(Beginning of Extracted data)

PR #1154, opened 2015-11-25
[roslyn branch] Make OnRunTarget public for Project class

hach-que:
As per #1153, we need to redirect
operations performed on Protobuild objects (modules / definitions) to
the underlying MSBuild solutions and projects.  Although we can override
OnRunTarget in the Protobuild classes, we can't actually call
OnRunTarget on the MSBuild classes (that are being proxied / shadowed)
because it's internal protected.  In order to pass the OnRunTarget
operation through to the actual project, we need this method to be
public.

### DIFF
--- a/main/src/core/MonoDevelop.Core/MonoDevelop.Projects/Project.cs
+++ b/main/src/core/MonoDevelop.Core/MonoDevelop.Projects/Project.cs
@@ -854,7 +854,8 @@ namespace MonoDevelop.Projects
 		/// build or clean. The default implementation delegates the execution to the more specific OnBuild
 		/// and OnClean methods, or to the item handler for other targets.
 		/// </remarks>
-		internal protected virtual Task<TargetEvaluationResult> OnRunTarget (ProgressMonitor monitor, string target, ConfigurationSelector configuration, TargetEvaluationContext context)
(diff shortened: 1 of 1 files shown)


slluis:
I can't make this method public, since it is intended for internal use in the Project class. Why not just call RunTarget?

hach-que:
The problem is that RunTarget is a few levels higher than where the override of OnRunTarget happens; I don't believe it's possible to override RunTarget either.  Basically I'm concerned about side-effects of having the logic between "RunTarget" and the internal "OnRunTarget" occurring twice (once for the Protobuild definition that derives Project, and a second time for the MSBuild project).

slluis:
You can override OnRunTarget in a project subclass or in a ProjectExtension. If you do it in a ProjectExtension, the call from RunTarget is almost direct: https://github.com/mono/monodevelop/blob/roslyn/main/src/core/MonoDevelop.Core/MonoDevelop.Projects/Project.cs#L824

hach-que:
Checking now it seems like the code inside `DoRunTarget` won't interfere as much as I thought it might; I'll try just calling RunTarget instead and I'll see if that works for my purposes.

slluis:
Ok.

PR #1157, opened 2015-11-26
[roslyn branch] Add GetDefaultConfiguration behaviour

hach-que:
In Protobuild, we use project configurations as targetable platforms, instead of Debug / Release.  This is because there's no way for an add-in to add more drop-down menus to the toolbar.

By default MonoDevelop picks the first entry in the configuration in the list when opening a solution, which for Protobuild projects will be Android (because it's alphabetically sorted).  However, we actually want to default the configuration to the current host platform.

This adds a virtual method that allows MonoDevelop to query the current solutions to see if they have a preferred default configuration.


hach-que:
(btw it seems like the build server doesn't have the PCL assemblies installed, which is making this build fail)

directhex:
referenceassemblies-pcl package added to build script.

hach-que:
How do I get the build to re-run?

directhex:
build

hach-que:
Going back through the PRs, it doesn't look like the roslyn branch is passing for any of them (even the official PRs).

main/src/core/MonoDevelop.Core/MonoDevelop.Projects/Solution.cs
```diff
@@ -112,6 +112,11 @@ protected override void OnExtensionChainInitialized ()
 				NotifyItemReady ();
 		}
 
+		public virtual string GetDefaultConfiguration()
```
slluis: Please don't add public virtual methods to the Solution class. Instead, add a non-virtual GetDefaultConfiguration() method that calls a protected virtual OnGetDefaultConfiguration().

main/src/core/MonoDevelop.Ide/MonoDevelop.Components.MainToolbar/MainToolbarController.cs
```diff
@@ -318,6 +318,15 @@ void SelectActiveConfiguration ()
 				var confs = ToolbarView.ConfigurationModel.ToList ();
 				if (confs.Count > 0) {
 					string defaultConfig = ToolbarView.ActiveConfiguration != null ? ToolbarView.ActiveConfiguration.OriginalId : confs[0].OriginalId;
+
```
slluis: Why is this necessary? isn't GetBestDefaultConfiguration already called when loading a solution?

hach-que:
I'll have to close this PR and re-open it to change the target branch (since roslyn got merged into master).

PR #1160, opened 2015-11-27
[roslyn branch] Add GetRealProject() proxy method

hach-que:
In Protobuild, we want auto-completion and text highlighting to work in C# documents when they're opened.  But the types of projects in the solution are `ProtobuildStandardDefinition`, not `CSharpProject` or `DotNetProject`.

To support this, we need to have a `GetRealProject` method, which the type systems and text highlighters can use to get the actual underlying project.  The value of this method will change whenever the active configuration changes.

This doesn't cover everywhere I need to intercept this value; when I open a Protobuild project in MonoDevelop it still raises errors in text files about System.Object not being loaded.  If someone could point me any other locations I might missing to make this work, that'd be appreciated.


hach-que:
Looks like the build is failing because the build server needs Mono 4.2 or greater:

```
CSharp/CodeRefactorings/Uncategorized/UseStringFormatAction.cs(187,26): error CS1056: Unexpected character `$'
```

hach-que:
Resubmitting to target master branch.

PR #1162, opened 2015-11-27
[NUnit] Use ContextMenu for NUnit gutter menus

iainx:
Use the ContextMenu for the NUnit gutter menus so that the correct platform menus are used

Fixes BXC #34997


Therzok:
:+1:

PR #1163, opened 2015-12-03
[TextEditor] Fix memory leak.

mrward:
The TextEditorOptions StaticZoomChanged static event handler was
keeping each TextEditor instance alive even after they were closed.
This was also causing the project to be kept alive since the
TextEditor's PolicyBag references the project. The TextEditorFactory
creates a new TextEditor and then adds an anonymous delegate to the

(End of Extracted data)

What you are asked to do:
Say how many lines above hold "protected", and nothing else.

Reply to the task:
4